William’s brow furrowed. “Mathias… young, red hair, freckles?”

“Yes.”

“Good God.” He shuddered, drank deeply. “Suicide? Are you sure it wasn’t an accident? My recollection is of an enthusiastic young man with big ideas. Not one who’d take his own life.”

“That’s what he did,” Eve said shortly. “He hanged himself.”

“How horrible.” Pale now, Reeanna sat on the arm of a couch. “Did I know him, William?”

“I don’t think so. You might have seen him at one of the clubs while we were there, but I don’t remember him as much of a socializer.”

“I’m terribly sorry, in any case,” Reeanna said. “And how awful for you to deal with such a tragedy on your honeymoon. Let’s not dwell on it.” Galahad leaped onto the couch, skimmed his head under Reeanna’s elegant hand. “I’d so much rather hear about the wedding we missed.”

“Stay for dinner.” Roarke gave Eve’s arm an apologetic squeeze. “We’ll bore you to tears with it.”

“I wish we could.” William offered Reeanna’s shoulder the same smooth stroke as she gave the cat’s head. “We’re due at the theater. We’re already late.”

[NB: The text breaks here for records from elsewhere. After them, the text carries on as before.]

PR #98, opened 2020-06-16
fix(examples/notebooks): fix issue with renaming u8timeseries to darts

Droxef:
Correct the issue in the notebooks where the library name was not changed everywhere


examples/FFT-examples.ipynb
```diff
@@ -183,12 +183,12 @@
      "name": "stdout",
      "output_type": "stream",
      "text": [
-      "MAPE: 521378672076109.06\n"
+      "MAPE: nan\n"
```
TheMP, line 186: In what state will those notebooks be in github? 

Are the output cleared now? Can we somehow do it with a 'minimum' amount of changes in the notebooks to keep the diffs small?

Droxef: They are rerun.
I can indeed clear those notebooks, so that there should be only necessary change.

TheMP: Ah sorry for misleasing comment, I don't think that cleaning is necessary. In fact, output of notebooks is very nice and allows us to see how the notebooks should look like before executing them: https://github.com/unit8co/darts/blob/develop/examples/RNN-examples.ipynb. 

What I was trying to say is do we really need such a big delta in PR or is it possible to just change the library imports and leave the res as-is - but it seems that indeed reexecuting all notebooks is the best approach here.

Droxef: Sorry, I needed to rerun them to see if they did work. Thus losing their previous state. Even opening them lead to unwanted changes

PR #99, opened 2020-06-17
fix/short-timeseries-support

pennfranc:
added support for operations on short (length < 3) TimeSeries objects

### DIFF
--- a/darts/timeseries.py
+++ b/darts/timeseries.py
@@ -56,6 +56,8 @@ class TimeSeries:
 
         if (len(series) < 3):
             self._freq: str = freq
+            logger.info('A TimeSeries with length below 3 is being created. Please note that this can lead to'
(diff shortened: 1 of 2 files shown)


darts/timeseries.py
```diff
@@ -212,9 +212,9 @@ def copy(self, deep: bool = True) -> 'TimeSeries':
             A copy of this time series.
         """
         if deep:
-            return TimeSeries(self.pd_series(), self.conf_lo_pd_series(), self.conf_hi_pd_series())
+            return TimeSeries(self.pd_series(), self.conf_lo_pd_series(), self.conf_hi_pd_series(), self.freq())
```
TheMP, line 215: Maybe some warning in the constructor that the series is small and issues can occur would be useful

pennfranc: done

PR #102, opened 2020-06-18
Fix/release workflow fix

hrzn:
Fix the `pip install torch` command that was failing in tests actions.

### DIFF
--- a/.github/workflows/develop.yml
+++ b/.github/workflows/develop.yml
@@ -80,7 +80,7 @@ jobs:
       - name: "5. Install main and release dependencies"
         run: |
           # this avoids an unnecessary cuda install on Linux
-          pip install -q torch==1.5.0
+          pip install -q torch==1.5.0+cpu -f https://download.pytorch.org/whl/torch_stable.html
           pip install -q .
           pip install -q -r requirements/release.txt
 
--- a/.github/workflows/develop.yml
+++ b/.github/workflows/develop.yml
@@ -38,7 +38,7 @@ jobs:
       - name: "5. Install main and dev dependencies"
         run: |
           # this avoids an unnecessary cuda install on Linux
-          pip install -q torch
+          pip install -q torch==1.5.0
           pip install -q .
           pip install -q -r requirements/dev.txt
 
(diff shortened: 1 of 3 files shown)


.github/workflows/develop.yml
```diff
@@ -38,7 +38,7 @@ jobs:
       - name: "5. Install main and dev dependencies"
         run: |
           # this avoids an unnecessary cuda install on Linux
-          pip install -q torch==1.5.0+cpu -f https://download.pytorch.org/whl/torch_stable.html
+          pip install -q torch
```
TheMP, line 41: @endrjuskr why was this version crashing?

@hrzn will out code be compatible with future releases of torch?

TheMP: Seems like the version '1.5.0' exists on pip -> maybe it's better to fix it on that one.

From the error message:

Run # this avoids an unnecessary cuda install on Linux
ERROR: Could not find a version that satisfies the requirement torch==1.5.0+cpu (from versions: 0.1.2, 0.1.2.post1, 0.1.2.post2, 0.1.7.post2, 0.1.8.post1, 0.1.9.post1, 0.1.9.post2, 0.1.10.post1, 0.1.11.post4, 0.1.11.post5, 0.1.12.post1, 0.1.12.post2, 0.2.0.post1, 0.2.0.post2, 0.2.0.post3, 0.3.0, 0.3.0.post2, 0.3.0.post3, 0.3.0.post4, 0.3.1, 0.4.0, 0.4.1, 1.0.0, 1.0.1, 1.0.1.post2, 1.1.0, 1.1.0.post2, 1.2.0, 1.3.0, 1.3.0.post2, 1.3.1, 1.4.0, 1.5.0)
ERROR: No matching distribution found for torch==1.5.0+cpu
##[error]Process completed with exit code 1.

endrjuskr: So on macos we should install 1.5.0, but for ubuntu we can install cpu only

hrzn: Right, will do that

hrzn: @endrjuskr we can install cpu only, but I think we don't loose anything installing the cuda version (it shouldn't change anything, and maybe simplifies the install command altogether)

TheMP: +1, optimising at CI level is not that important =]

PR #103, opened 2020-06-18
Remove `.darts` directory after tests.

Kostiiii:
Fix minor issue with dangling `.darts` directory with checkpoints after running tests.

### Summary
TCNModel was creating `.darts` directory without removing it after tests.


darts/tests/test_TCN.py
```diff
@@ -12,6 +13,10 @@ class TCNModelTestCase(unittest.TestCase):
     def setUpClass(cls):
         logging.disable(logging.CRITICAL)
 
+    @classmethod
```
TheMP, line 16: Why remove this directory only in TCN test case?

Kostiiii: I checked other test cases and the ones that use model that creates this directory already cleanup after themselves.

pennfranc: Yeah I forgot to add this, thanks @Kostiiii!

TheMP: Approved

“You’re right, as always.” With obvious regret, Reeanna rose. “I hope you’ll give us a rain check. We’ll be on planet for the next month or two, and I’d so love the opportunity to get to know you, Eve. Roarke and I go back… a long way.”

“You’re welcome any time. And I’ll see you both in the office tomorrow, for a full report.”

“Bright and early.” Reeanna set her glass aside. “Perhaps we can have lunch someday soon, Eve. Just females.” Her eyes twinkled with such easy humor that Eve felt foolish. “We can compare notes on Roarke.”

The invitation was too friendly to give offense. Eve found herself smiling. “That should be interesting.” She walked them to the door with Roarke, waved them off. “Just how many notes,” she said as she stepped back, “would there be to compare?”

“It was a long time ago.” He snagged her by the waist for a delayed welcome-home kiss. “Years. Eons.”

“She probably bought that body.”

“I’d have to term it an excellent investment.”

Eve lifted her chin to eye him sourly. “Is there any beautiful woman who hasn’t bounced on your bed?”

Roarke cocked his head, narrowed his eyes in consideration. “No.” He laughed when she took a swing at him. “You didn’t mean that, or you’d have hit me.” Then he grunted when her fist plowed into his gut. He rubbed it, grateful she’d pulled the punch. “I should have quit while I was ahead.”

“Let that be a lesson to you, lover boy.” But Eve let him sweep her off her feet and over his shoulder.